[What to produce]:
From the entries below, retype only the lines from the one with "PR #1313, opened 2023-12-07" through the one with "recommend any modifications.", exactly as written.

[Input data]:
------------------------------

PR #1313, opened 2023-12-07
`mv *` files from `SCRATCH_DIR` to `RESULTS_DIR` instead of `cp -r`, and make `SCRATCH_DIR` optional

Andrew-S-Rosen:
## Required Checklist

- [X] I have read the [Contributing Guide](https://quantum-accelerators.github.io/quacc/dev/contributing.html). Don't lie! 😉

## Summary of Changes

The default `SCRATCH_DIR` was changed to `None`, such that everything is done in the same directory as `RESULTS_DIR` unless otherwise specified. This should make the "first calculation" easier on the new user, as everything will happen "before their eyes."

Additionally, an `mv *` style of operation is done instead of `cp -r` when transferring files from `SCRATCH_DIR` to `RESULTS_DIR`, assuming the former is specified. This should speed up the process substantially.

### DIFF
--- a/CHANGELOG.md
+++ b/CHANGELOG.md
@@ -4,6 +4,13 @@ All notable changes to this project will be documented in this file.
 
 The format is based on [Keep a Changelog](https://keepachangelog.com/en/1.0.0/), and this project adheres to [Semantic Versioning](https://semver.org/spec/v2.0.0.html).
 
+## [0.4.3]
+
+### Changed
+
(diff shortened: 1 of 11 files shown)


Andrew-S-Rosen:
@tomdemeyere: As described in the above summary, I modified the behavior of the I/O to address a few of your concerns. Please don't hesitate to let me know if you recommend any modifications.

------------------------------

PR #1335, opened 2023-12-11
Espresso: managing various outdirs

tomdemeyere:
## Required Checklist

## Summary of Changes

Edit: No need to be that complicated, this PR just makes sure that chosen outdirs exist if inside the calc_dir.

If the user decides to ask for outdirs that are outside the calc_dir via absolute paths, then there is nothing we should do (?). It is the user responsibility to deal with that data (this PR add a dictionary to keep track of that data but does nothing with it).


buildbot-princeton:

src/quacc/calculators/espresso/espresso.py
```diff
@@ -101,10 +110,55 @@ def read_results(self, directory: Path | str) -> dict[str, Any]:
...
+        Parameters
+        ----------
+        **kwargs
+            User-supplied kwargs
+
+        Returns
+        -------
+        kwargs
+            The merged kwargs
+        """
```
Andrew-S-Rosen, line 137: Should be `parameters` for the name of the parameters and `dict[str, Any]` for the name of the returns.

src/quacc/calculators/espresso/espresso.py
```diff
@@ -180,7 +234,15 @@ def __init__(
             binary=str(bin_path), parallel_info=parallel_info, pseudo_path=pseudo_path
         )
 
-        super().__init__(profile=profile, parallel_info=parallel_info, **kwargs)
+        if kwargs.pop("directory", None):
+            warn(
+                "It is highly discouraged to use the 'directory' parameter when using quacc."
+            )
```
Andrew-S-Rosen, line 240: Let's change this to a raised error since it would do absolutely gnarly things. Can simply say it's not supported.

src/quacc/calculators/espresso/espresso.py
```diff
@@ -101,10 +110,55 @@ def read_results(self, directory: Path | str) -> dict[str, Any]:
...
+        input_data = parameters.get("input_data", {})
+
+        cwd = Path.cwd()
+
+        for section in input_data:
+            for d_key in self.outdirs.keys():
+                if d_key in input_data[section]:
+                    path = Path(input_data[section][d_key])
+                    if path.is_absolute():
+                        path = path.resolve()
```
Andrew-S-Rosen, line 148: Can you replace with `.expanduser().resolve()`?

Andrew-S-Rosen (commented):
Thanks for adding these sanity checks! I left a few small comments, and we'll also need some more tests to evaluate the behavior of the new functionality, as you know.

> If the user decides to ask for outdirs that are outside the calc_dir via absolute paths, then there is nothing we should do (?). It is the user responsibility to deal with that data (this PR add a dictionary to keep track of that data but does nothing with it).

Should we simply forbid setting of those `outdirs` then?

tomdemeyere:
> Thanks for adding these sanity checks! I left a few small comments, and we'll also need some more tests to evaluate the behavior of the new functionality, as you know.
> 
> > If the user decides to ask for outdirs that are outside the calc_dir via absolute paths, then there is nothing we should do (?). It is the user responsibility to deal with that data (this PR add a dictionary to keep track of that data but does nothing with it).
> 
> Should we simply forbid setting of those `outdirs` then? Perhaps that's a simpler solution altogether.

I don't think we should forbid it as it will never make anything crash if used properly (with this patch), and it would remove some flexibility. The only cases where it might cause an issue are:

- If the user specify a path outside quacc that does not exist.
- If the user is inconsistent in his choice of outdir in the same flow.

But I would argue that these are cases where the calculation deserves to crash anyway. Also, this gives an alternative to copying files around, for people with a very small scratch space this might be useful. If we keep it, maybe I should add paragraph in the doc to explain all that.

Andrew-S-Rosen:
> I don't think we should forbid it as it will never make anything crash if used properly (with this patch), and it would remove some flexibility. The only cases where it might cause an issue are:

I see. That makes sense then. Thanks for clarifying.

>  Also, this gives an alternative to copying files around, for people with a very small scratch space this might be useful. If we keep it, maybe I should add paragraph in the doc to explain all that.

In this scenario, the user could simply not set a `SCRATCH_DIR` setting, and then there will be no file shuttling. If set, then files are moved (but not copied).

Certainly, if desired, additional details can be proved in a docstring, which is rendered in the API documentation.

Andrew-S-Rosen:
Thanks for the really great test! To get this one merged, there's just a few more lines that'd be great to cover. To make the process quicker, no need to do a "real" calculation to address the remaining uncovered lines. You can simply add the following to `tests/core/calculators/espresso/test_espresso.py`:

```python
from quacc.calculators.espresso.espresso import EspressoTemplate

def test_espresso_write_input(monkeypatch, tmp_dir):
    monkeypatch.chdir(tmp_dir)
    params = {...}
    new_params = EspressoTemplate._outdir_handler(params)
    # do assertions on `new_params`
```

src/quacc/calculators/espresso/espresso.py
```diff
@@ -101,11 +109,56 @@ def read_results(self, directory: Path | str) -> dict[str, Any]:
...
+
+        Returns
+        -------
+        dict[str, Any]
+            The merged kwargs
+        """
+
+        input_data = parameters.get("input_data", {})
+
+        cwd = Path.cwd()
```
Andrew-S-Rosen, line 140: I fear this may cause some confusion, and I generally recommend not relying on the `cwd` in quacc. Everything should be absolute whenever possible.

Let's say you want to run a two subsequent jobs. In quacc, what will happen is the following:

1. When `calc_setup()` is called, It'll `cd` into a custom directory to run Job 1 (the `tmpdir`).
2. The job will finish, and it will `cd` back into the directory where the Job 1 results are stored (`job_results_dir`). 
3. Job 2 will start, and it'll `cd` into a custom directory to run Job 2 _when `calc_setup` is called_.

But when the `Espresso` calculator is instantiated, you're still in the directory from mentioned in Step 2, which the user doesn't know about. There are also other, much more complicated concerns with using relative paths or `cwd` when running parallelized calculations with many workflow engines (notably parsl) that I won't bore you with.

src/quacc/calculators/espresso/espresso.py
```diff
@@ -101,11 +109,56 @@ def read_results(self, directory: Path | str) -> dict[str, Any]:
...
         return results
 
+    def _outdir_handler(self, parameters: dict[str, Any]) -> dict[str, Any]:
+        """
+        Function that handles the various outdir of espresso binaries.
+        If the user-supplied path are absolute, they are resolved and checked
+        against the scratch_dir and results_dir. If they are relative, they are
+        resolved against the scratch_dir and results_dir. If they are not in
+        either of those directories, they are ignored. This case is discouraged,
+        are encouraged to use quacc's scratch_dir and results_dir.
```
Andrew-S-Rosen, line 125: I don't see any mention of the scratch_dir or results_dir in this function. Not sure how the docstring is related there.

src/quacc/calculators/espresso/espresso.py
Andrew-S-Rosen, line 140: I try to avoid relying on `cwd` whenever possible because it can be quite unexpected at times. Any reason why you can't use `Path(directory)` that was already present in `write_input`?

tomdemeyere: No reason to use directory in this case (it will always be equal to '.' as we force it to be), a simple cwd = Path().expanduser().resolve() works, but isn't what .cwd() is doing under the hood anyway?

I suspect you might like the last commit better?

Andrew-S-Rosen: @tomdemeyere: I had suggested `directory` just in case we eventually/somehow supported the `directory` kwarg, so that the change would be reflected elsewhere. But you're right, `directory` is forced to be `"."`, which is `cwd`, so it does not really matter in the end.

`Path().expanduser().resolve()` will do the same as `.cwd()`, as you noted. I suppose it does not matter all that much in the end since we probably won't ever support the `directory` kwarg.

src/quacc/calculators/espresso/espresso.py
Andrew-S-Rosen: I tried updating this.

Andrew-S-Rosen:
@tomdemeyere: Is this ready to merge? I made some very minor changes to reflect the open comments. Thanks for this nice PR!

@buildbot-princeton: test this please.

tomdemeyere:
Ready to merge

------------------------------

[Solution to this problem]:
PR #1313, opened 2023-12-07
`mv *` files from `SCRATCH_DIR` to `RESULTS_DIR` instead of `cp -r`, and make `SCRATCH_DIR` optional

Andrew-S-Rosen:
## Required Checklist

- [X] I have read the [Contributing Guide](https://quantum-accelerators.github.io/quacc/dev/contributing.html). Don't lie! 😉

## Summary of Changes

The default `SCRATCH_DIR` was changed to `None`, such that everything is done in the same directory as `RESULTS_DIR` unless otherwise specified. This should make the "first calculation" easier on the new user, as everything will happen "before their eyes."

Additionally, an `mv *` style of operation is done instead of `cp -r` when transferring files from `SCRATCH_DIR` to `RESULTS_DIR`, assuming the former is specified. This should speed up the process substantially.

### DIFF
--- a/CHANGELOG.md
+++ b/CHANGELOG.md
@@ -4,6 +4,13 @@ All notable changes to this project will be documented in this file.
 
 The format is based on [Keep a Changelog](https://keepachangelog.com/en/1.0.0/), and this project adheres to [Semantic Versioning](https://semver.org/spec/v2.0.0.html).
 
+## [0.4.3]
+
+### Changed
+
(diff shortened: 1 of 11 files shown)


Andrew-S-Rosen:
@tomdemeyere: As described in the above summary, I modified the behavior of the I/O to address a few of your concerns. Please don't hesitate to let me know if you recommend any modifications.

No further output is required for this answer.